When we drop the needle, what is the expected value of the 
distance to the nearest line? (We take this to be zero if there is a line-crossing.)

To get an approximation, we average many realizations of these distances.

We need a function to calculate the distance. If there is not a line-crossing then the distance is the minimum of 
the distances from each endpoint from its nearest line. So the following function gives this distance.


In [45]:
def distance_to_nearest_line(Y,Theta):
    if check_line_crossing(Y,Theta):
        return(0.)
    d1=np.abs(Y-np.round(Y))
    d2=np.abs(Y+np.sin(Theta)-np.round(Y+np.sin(Theta)))
    return(min(d1,d2))

One we have a function that computes the value of our random variable in a single realization, the rest of our work is a straightforward modification of the code above for estimating an expected value and getting a confidence interval for it.

(Note that in addition to recording the sum of the realizations we record the sum of their squares to get our sample variance.)

In [46]:
import numpy as np
ntrials=10000
s=0
s2=0
for i in range(ntrials):
    # Generate realization 
    Y=np.random.uniform(0,1)
    Theta=np.random.uniform(0,2*np.pi)
    d=distance_to_nearest_line(Y,Theta)
    # compute the sum of distances and sum of squared distances
    s+=d
    s2+=d**2
est=s/ntrials
vest=(s2-ntrials*est**2)/(ntrials-1)
stderr=np.sqrt(vest/ntrials)
CIlower=est-1.96*stderr
CIupper=est+1.96*stderr
print("expected value estimate = {0:7.5f}".format(est))
print("standard error estimate = {0:7.5f}".format(stderr))
print("95% confidence interval = ({0:7.5f},{1:7.5f})".format(CIlower,CIupper))

expected value estimate = 0.05731
standard error estimate = 0.00104
95% confidence interval = (0.05528,0.05934)


**Exercises**

We've laid the groundwork for some exercises. In fact, the only thing that changes is

* code for generating a realization
* code for determining the random variable being averaged

Now we consider some examples where you do the work.

**Problem 1 (5 points)**

Suppose that the needle falls in such a way that the distribution of $Y$ has cdf $F(x)=x^2$ for $x \in (0,1).$ (The distribution of $\Theta$ should still be uniform in the interval $(0,2\pi)$ and $\Theta$ and $Y$ are still independent.)

Estimate the probability that the needle crosses a line and find a 95% confidence interval for that probability. Here a 95% confidence interval is of the form (lower bound,upper bound).

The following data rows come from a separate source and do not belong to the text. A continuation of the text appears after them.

PR #15, opened 2013-05-06
Cache facts and upload to foreman when they change

GregSutcliffe:
Tests ok here.

### DIFF
--- a/extra/discover_host
+++ b/extra/discover_host
@@ -6,8 +6,10 @@ require 'net/https'
 require 'uri'
 require 'yaml'
 
-# Would like to not need this...
+# For comparison
 require 'rubygems'
+require 'facter'
+require 'yaml'
 require 'json'
 
 def discover_server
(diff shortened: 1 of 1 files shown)


extra/discover_host
```diff
@@ -45,35 +47,47 @@ def discover_by_dns
...
-puts "Importing facts"
-begin
-  uri = URI.parse(discover_server)
-  http = Net::HTTP.new(uri.host, uri.port)
-  if uri.scheme == 'https' then
-    http.use_ssl = true
-    http.verify_mode = OpenSSL::SSL::VERIFY_NONE
+# loop, but only upload on changes
+while true do
+  uninteresting_facts=/kernel|operatingsystem|osfamily|ruby|path|time|swap|free|filesystem|version/i
```
ohadlevy, line 85: i would also look at selinux etc

extra/discover_host
```diff
@@ -45,35 +47,47 @@ def discover_by_dns
...
+  facts = Facter.to_hash.reject! {|k,v| k =~ uninteresting_facts }
+  unless YAML.load(read_cache) == facts
```
ohadlevy, line 87: hashes are not always sorted, you might need to do full compare or sort it etc

extra/discover_host
GregSutcliffe, line 85: Will add selinux to the main PR in a sec. From my testing, this cache didn't change in ~20 mins.

extra/discover_host
GregSutcliffe, line 87: I tested it, it compares properly when unsorted. From the Hash docs:

Equality—Two hashes are equal if they each contain the same number of keys and if each key-value pair is equal to (according to Object#==) the corresponding elements in the other hash.

GregSutcliffe:
Merging into #13

PR #16, opened 2013-06-26
fixes #2716 error in discovery plugin menu and user without permissions

abenari:
this pull request depend on  https://github.com/theforeman/foreman/pull/750

### DIFF
--- a/lib/discovery_home_helper_patch.rb
+++ b/lib/discovery_home_helper_patch.rb
@@ -3,16 +3,16 @@ module DiscoveryHomeHelperPatch
     base.send(:include, InstanceMethods)
 
     base.class_eval do
-      alias_method_chain :setting_options, :discovers_link
+      alias_method_chain :settings_menu_items, :discovers_link
     end
   end
 
   module InstanceMethods
     # Adds a discovers link to the More menu
-    def setting_options_with_discovers_link
-      choices = setting_options_without_discovers_link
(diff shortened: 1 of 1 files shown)


GregSutcliffe:
Looks good, happy to merge once foreman#750 is in

domcleal:
Should we do this by matching text instead?

We could change Foreman to use N_("Provisioning") and translate the string closer to the page render, then search for the string "Provisioning" from the plugin (ditto for position inside the menu, which [I want to sort](http://projects.theforeman.org/issues/2688) closer to rendering anyway).  It'd be more robust then if we changed the menu between versions.

GregSutcliffe:
@domcleal I agree, but that's a big change, and if we release 1.2 in this state then it will break the UI for non-admin users of a discovery-enabled system. I vote we merge this and review how plugins hook into the menu as soon as possible in the 1.3 cycle.

abenari:
@domcleal I was looking at changing the menu implementation from a structure to class, and maybe using the same code as katello project does and use method  such as insert_after instead of having the plugin know about the internal data structure.
The a larger change might take time until we agree on a common solution with katello project.I don't think we need to postpone this simple fix.

domcleal:
Ok, thanks for the explanation @abenari, that works for me.

GregSutcliffe:
Merged as eab5fa3, thanks @abenari !

PR #18, opened 2013-06-27
Add wget for netinfo.rb 

mattj-io:
Netinfo.rb is referred to in the fallback discovery_init script so needs to be pulled into the base initrd image. New to github so hopefully this is the right way to do this :)

### DIFF
--- a/extra/build_iso.sh
+++ b/extra/build_iso.sh
@@ -46,6 +46,7 @@ ln -s /usr/local/sbin/dmidecode usr/sbin/dmidecode
 mkdir ./additional_build_files
 wget -O ./additional_build_files/ipmi.rb https://github.com/zoide/puppet-ipmi/raw/master/lib/facter/ipmi.rb
 wget -O ./additional_build_files/lldp.rb https://github.com/mfournier/puppet-lldp/raw/master/lib/facter/lldp.rb
+wget -O ./additional_build_files/netinfo.rb https://github.com/ohadlevy/puppet-network/raw/master/lib/facter/netinfo.rb
 if [ -d $LAUNCH_DIR/additional_build_files ]; then
   echo "including files from $LAUNCH_DIR/additional_build_files"
   cp -r $LAUNCH_DIR/additional_build_files .


GregSutcliffe:
Looks great. I might add a "Known Issues" section of the readme, but otherwise perfect. I'll merge this tomorrow, thanks!

README.md
```diff
@@ -75,6 +75,16 @@ specify a DNS record (`foreman.server=myforemanhost`) but in this case the port
 be assumed to be http (80). If all else fails (say, USB boot where we can't provide
 options) it will look for a DNS record of `foreman`
 
+On some multi-core systems the TinyCore kernel may segfault on boot with an error message similar to :
+        
+    "Fixing recursive fault but reboot is needed!"
+
+If this happens, it can be fixed by changing the KERNEL line in the PXE config above to read :
+
+    KERNEL /boot/TinyCore-vmlinuz maxcpus=1
```
ohadlevy: will that affect facter output? it might lead to incorrect inventory value?

extra/build_iso.sh
```diff
@@ -44,6 +44,7 @@ ln -s /usr/local/sbin/dmidecode usr/sbin/dmidecode
 mkdir ./additional_build_files
 wget -O ./additional_build_files/ipmi.rb https://github.com/zoide/puppet-ipmi/raw/master/lib/facter/ipmi.rb
 wget -O ./additional_build_files/lldp.rb https://github.com/mfournier/puppet-lldp/raw/master/lib/facter/lldp.rb
+wget -O ./additional_build_files/netinfo.rb https://github.com/ohadlevy/puppet-network/raw/master/lib/facter/netinfo.rb
```
ohadlevy, line 49: afair, cdpr is not included in the image, so it would just add the gateway ip and gateway interface

mattj-io:
That occurred to me last night and having checked this morning it does affect the initial facts that are returned during discovery, both processorcount and physicalprocesscount are set to 1, which is obviously an issue if you're making provisioning decisions based on processors. Razor have apparently done the same thing, although I'm not sure how/if they work around incorrect facts being returned - https://github.com/puppetlabs/Razor/pull/82. 
Looks like a better fix would be to fix the TC kernel problem to start with.

GregSutcliffe:
I suspect fixing the TC kernel is a much harder problem, and so long as we document the side effects of the fix, I'm happy - it means people with this hardware can use our tools. The longer plan is to move to an RPM-based image anyway, so I'm trying to avoid spending too much time on this image - minor fixes (and any Pull Requests!) are fine, of course ;)

extra/build_iso.sh
GregSutcliffe, line 49: Agreed, but even that's useful info, so I vote we keep it in.

GregSutcliffe:
@dc-mattj if you agree, could you extend the docs to explain the side-effect?

GregSutcliffe:
@dc-mattj It's probably worth opening new Pull Requests rather than adding more things to this one - it'll never get merged at this rate :) Take a look at https://help.github.com/articles/using-pull-requests for tips. Essenitally you want to make one branch per change on your side, and issue a PR from each branch.

Secondly you've managed to catch some of my commits in there, so try doing a rebase followed by a "push -f" to update the PR without the already-committed stuff.

Thanks for the contributions though!

mattj-io:
Sorry, just realised I messed up here. Was just trying to work out how to sort that out !

GregSutcliffe:
@dc-mattj no worries. Feel free to ping 'gwmngilfen' on IRC if you need a hand, that's me ;)

GregSutcliffe:
@dc-mattj ah, you did learn about "push -f", I hadn't noticed this got updated ;)

Merged as ea651dcbaf84ab2be65a57c6635d6a44a06d8eef, thanks! Was there another commit you wanted to get in?

PR #19, opened 2013-06-28
Detect script location and ruby environment better

GregSutcliffe:
Hopefully a fix for #17 - @dc-mattj could you test and confirm? I built the rake task on a 12.04 host with this script and hosts booted with the resulting image seemed to check-in ok, but I'd like confirmation before I merge ;)


mattj-io:
Works for me.

GregSutcliffe:
Great, thanks!

PR #374, opened 2024-09-13
Cleanup example config

jordan-rash:
Minimal "valid" config
```
└─❯ go run . node up --config ../../_examples/nodeconfigs/simple.json
[INFO] 2024-09-13 14:11:58 - Validating Nex Node
[INFO] 2024-09-13 14:11:58 - Starting Nex Node
[INFO] 2024-09-13 14:12:03 - Shutting down Nex Node
```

**Note:** You can use the inversion method to generate $Y$ having the required distribution.

Put your code in the cell below. You can print out numbers in this cell.

Make sure you do **not** assign values to the variables requested in the literal assignment cell.

You will be asked to summarize your results in the cell after the next one with **literal** assignments.

In [47]:
import numpy as np
ntrials=10000
s=0
s2=0
for i in range(ntrials):
    Y = 2*np.random.uniform(0,1)
    Theta=np.random.uniform(0,2*np.pi)
    d=check_line_crossing(Y,Theta)
    s+=d
    s2+=d**2
est=s/ntrials
vest=(s2-ntrials*est**2)/(ntrials-1)
stderr=np.sqrt(vest/ntrials)
CIlower=est-1.96*stderr
CIupper=est+1.96*stderr
print("expected value estimate = {0:7.5f}".format(est))
print("standard error estimate = {0:7.5f}".format(stderr))
print("95% confidence interval = ({0:7.5f},{1:7.5f})".format(CIlower,CIupper))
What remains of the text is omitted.